There should be some variability in the situations in which your agent has to act. The thing to guard against is a project where the agent has fixed goals and a small range of input and knowledge to deal with. In such a case, it would be feasible to just write a brute-force list of all the situations that the agent could encounter and what the agent should do in each case. Indeed, that might be the best way to program an agent in this case. Well, nothing you learn in this class will apply to writing a little algorithm like this, and you won't find the program very rewarding or interesting (I pass over the inevitable grade-related repercussions).

But even small domains can have complexity. Uncertainty is one reason for this. Even if the agent might only be in a few situations and might only have a few actions to choose from, substantial knowledge and lookahead may be required to pick the best thing to do if the agent doesn't exactly know which situation it's currently in and has only a rough idea about how its action could affect the situation. (That's the essence of playing games like bridge, of course, and look how interesting and complicated those can be!)

So when you continue your project, you just need to be clear about where complexity and variability is coming from in your domain.

You need to identify a number of concrete, specific sample situations in order to describe your project, mock up your project, focus in on key issues in your implementation and show that your implementation is successful. Be specific! If your storyboard only talked about the kind of behavior you'd like to see from your agent in vague or general terms, you should plan things out in more detail. You will have to---the mockup will ask you to formalize things like the specific state of the world you're working in, the specific percepts and overall goals of an agent in that state, and the specific rationale for action that the agent should use in that state, as part of a preliminary Prolog program!

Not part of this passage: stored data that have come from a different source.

PR #369, opened 2016-02-24
fixing territory import

vinyll:
When using the _dev_ branch without _udata-gouvfr_ theme we get the following error:

```
web_1    | Traceback (most recent call last):
web_1    |   File "/usr/local/bin/udata", line 9, in <module>
web_1    |     load_entry_point('udata==0.1.0.dev', 'console_scripts', 'udata')()
web_1    |   File "/src/udata/commands/__init__.py", line 83, in console_script
web_1    |     run_manager()
web_1    |   File "/src/udata/commands/__init__.py", line 78, in run_manager
web_1    |     register_commands(manager)
web_1    |   File "/src/udata/commands/__init__.py", line 60, in register_commands
web_1    |     import udata.features.territories.commands
web_1    |   File "/src/udata/features/territories/commands.py", line 15, in <module>
web_1    |     from udata.models import (
web_1    | ImportError: cannot import name TERRITORY_DATASETS
```

Next we should extract Territory out of _udata core_ and get it into _udata-gouvfr_ theme

### DIFF
--- a/udata/features/territories/commands.py
+++ b/udata/features/territories/commands.py
@@ -12,11 +12,12 @@ from urllib import urlretrieve
 
 import requests
 
-from udata.models import (
-    Dataset, TERRITORY_DATASETS, ResourceBasedTerritoryDataset
-)
+from flask import current_app
+
+from udata.models import Dataset, ResourceBasedTerritoryDataset
 from udata.commands import submanager
 from udata.core.storages import logos, references, tmp
+
 
 log = logging.getLogger(__name__)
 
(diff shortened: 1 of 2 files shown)


udata/features/territories/commands.py
```diff
@@ -12,12 +12,17 @@
...
-from udata.models import (
-    Dataset, TERRITORY_DATASETS, ResourceBasedTerritoryDataset
-)
+from udata.app import create_app
+from udata.models import Dataset, ResourceBasedTerritoryDataset
 from udata.commands import submanager
 from udata.core.storages import logos, references, tmp
 
+
+app = create_app()
```
vinyll: @noirbizarre, can you see a better way to get the app (using `standalone()` generates an _AssertionError_)

noirbizarre: You shouldn't. The app is already created by the script launcher: https://github.com/etalab/udata/blob/master/udata/commands/__init__.py#L72-L78
You should use `current_app.config` to access the config within a command.

noirbizarre:
r+ until proper solution ;)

In Aritificial Intelligence and Cognitive Science, productivity refers to the abiltiy to handle a wide range of situations using a small body of knowledge. For example, linguistic rules are productive because speakers of a language such as English can use their knowledge to understand countless sentences that they have never heard before.

Although you are working specifically with a small number of sample situations, you should strive to make all the rules and representations you develop for your project as productive as possible. Don't attack problems or scenarios that your program will encounter one-by-one, each on its own terms. Try to develop a common underlying approach, that relies on general principles about describing actions, goals, effects, plans and agents and that's parameterized by the particular real-world knowledge that might be required in a particular situation.